# Weird thought???



## livelaughlovenow (Apr 23, 2012)

Is it wrong for those of us who have our own relationship problems to give advice to others? lol... I warned you, I said it was a weird thought. :rofl:


----------



## lamaga (May 8, 2012)

Hell, it's not a professional counseling site, it's a group forum. Say what you want to say!


----------



## Hope1964 (Sep 26, 2011)

What relationship DOESN'T have problems???


----------



## 827Aug (Apr 27, 2008)

Not at all! Those of us with our own battles have gained experience and wisdom along the way. How could someone living a perfect life even relate to traveling a rocky road?


----------



## YinPrincess (Jul 31, 2011)

I don't think it's weird at all!

I also don't comment on situations that I haven't experienced on some level, or try to put myself in the OP's shoes and advise from there.

Giving advice is a lot easier than living it... I know what advice I would give myself in certain situations, but I know I won't follow through, either. At least not yet.

Maybe I should just keep my mouth shut?? LoL! :lol:
_Posted via Mobile Device_


----------



## livelaughlovenow (Apr 23, 2012)

YinPrincess said:


> I don't think it's weird at all!
> 
> I also don't comment on situations that I haven't experienced on some level, or try to put myself in the OP's shoes and advise from there.
> 
> ...


I try to do the same, stay out of situations where I have no experience. But I do have 10 years of marriage under my belt, and although we are going through some things right now, we are working on it. I try to though at least implement the things I read on here that I find useful. :smthumbup:


----------



## Hope1964 (Sep 26, 2011)

I don't. I just tell people what I think. Whether I know what I am talking about or not.


----------



## lamaga (May 8, 2012)

Go, Hope!

My opinion is frequently pretty unpopular, but I think that serves a purpose -- otherwise it all just descends into groupthink.

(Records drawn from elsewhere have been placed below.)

PR #58, opened 2019-08-07
refactor(import meta data): use final-form instead of inheritance pattern

Mohammer5:
This will also fix some bugs introduced with #56 
* I didn't include the `firstRowIsHeader` field
* I didn't parse errors properly


jason-p-pickering:
@Mohammer5 any reason you removed the Russian translations?

src/components/Inputs/ClassKey.js
```diff
@@ -0,0 +1,42 @@
...
+            <Select
+                name={CLASS_KEY_KEY}
+                label={i18n.t('Class key')}
+                options={options}
+                defaultValue={defaultValue}
+            />
+        )}
+
+        <FormSpy
+            render={({ values, form }) => {
```
ismay: They've hidden this well in the docs. `form.change` seems so much nicer than those hideous mutator functions

Mohammer5:
> @Mohammer5 any reason you removed the Russian translations?

@jason-p-pickering no! That's a mistake!

src/components/Inputs/ClassKey.js
Mohammer5: Yes!

src/pages/import/MetaData/helper.js
```diff
@@ -0,0 +1,189 @@
...
+    [MERGE_MODE_KEY]: MERGE_MODE_DEFAULT_VALUE,
+    [FLUSH_MODE_KEY]: FLUSH_MODE_DEFAULT_VALUE,
+    [SKIP_SHARING_KEY]: SKIP_SHARING_DEFAULT_VALUE,
+    [SKIP_VALIDATION_KEY]: SKIP_VALIDATION_DEFAULT_VALUE,
+    [ASYNC_KEY]: ASYNC_DEFAULT_VALUE,
+    [INCLUSION_STRATEGY_KEY]: INCLUSION_STRATEGY_DEFAULT_VALUE,
+}
+
+export const onSubmit = (setLoading, setError) => values => {
+    try {
```
ismay: Which command are we guarding against here? If possible it'd be nice to wrap it just where things might fail, so it's more clear?

ismay:
Oh one thing I noticed is the resetOnMount props that seem unused. Seems like nice functionality, but is it a placeholder atm.?

src/pages/import/MetaData/helper.js
Mohammer5: I have no idea.. Just copied the existing code. I assume it's in case of a malformed response

Mohammer5:
@ismay where did you find `resetOnMount`?

ismay:
> @ismay where did you find `resetOnMount`?

Here for example: https://github.com/dhis2/import-export-app/pull/58/files#diff-fb96b18249cb092518e19db7d8c93ae9R30

Mohammer5:
@ismay Oh yeah, you're right, I wanted to abstract the functionality that's currently in `FirstRowIsHeader`, but didn't do it (I'm more or less collecting info how to set up the `ui-forms` lib).
WIll remove it

Mohammer5:
Done

src/components/Inputs/ImportStrategy.js
```diff
@@ -0,0 +1,29 @@
+import i18n from '@dhis2/d2-i18n'
+import React from 'react'
+import { RadioGroup } from '../FinalFormComponents/RadioGroup'
+
+export const OPTION_CREATE_AND_UPDATES = {
+    value: 'CREATE_AND_UPDATES',
```
ismay: This is `CREATE_AND_UPDATE` in the version on play

src/pages/import/Data.js
```diff
@@ -59,6 +60,11 @@ export const DataImport = () => {
                             <File name="upload" />
```
ismay: So I assume this isn't a constant because it isn't reused in the app in other places?

src/components/Inputs/ImportStrategy.js
Mohammer5: Fixed

src/pages/import/Data.js
Mohammer5: Hmm good catch, I'll create an `Upload` component in `src/components/Inputs/`

ismay:
Left a couple of comments. After those this looks good for merging to me. I tested the UI, which works as expected for me (with a play/dev backend on macos chrome).

It doesn't behave exactly like the version on play, because the version on play hangs after an import. So that's fixed with this PR. But due to that bug I can't verify that there aren't any regressions in the UI.

I did test whether the POST contains the same data, and checked if the used keys are the same, and they are.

Anyway, I'll keep posting till they ban me


----------



## livelaughlovenow (Apr 23, 2012)

lamaga said:


> Anyway, I'll keep posting till they ban me


:lol: I like the opinions who are outside of groupthink, outside of the box, and give a new perspective on things.


----------



## Maricha75 (May 8, 2012)

I look at it this way... everything happens for a reason. If my bad experiences can prevent another couple from going thru the same things I have, then that is why I went thru it. Can't change it, but I have wisdom gained that can be passed along.... and that goes for both good and bad.


----------



## Jimena (May 28, 2012)

Doesn't matter. Besides, most mental health professionals I know get into the business because they have issues of their own. Has anyone met a psychologist, etc, that doesn't have their own psychologist to talk to?


----------



## lamaga (May 8, 2012)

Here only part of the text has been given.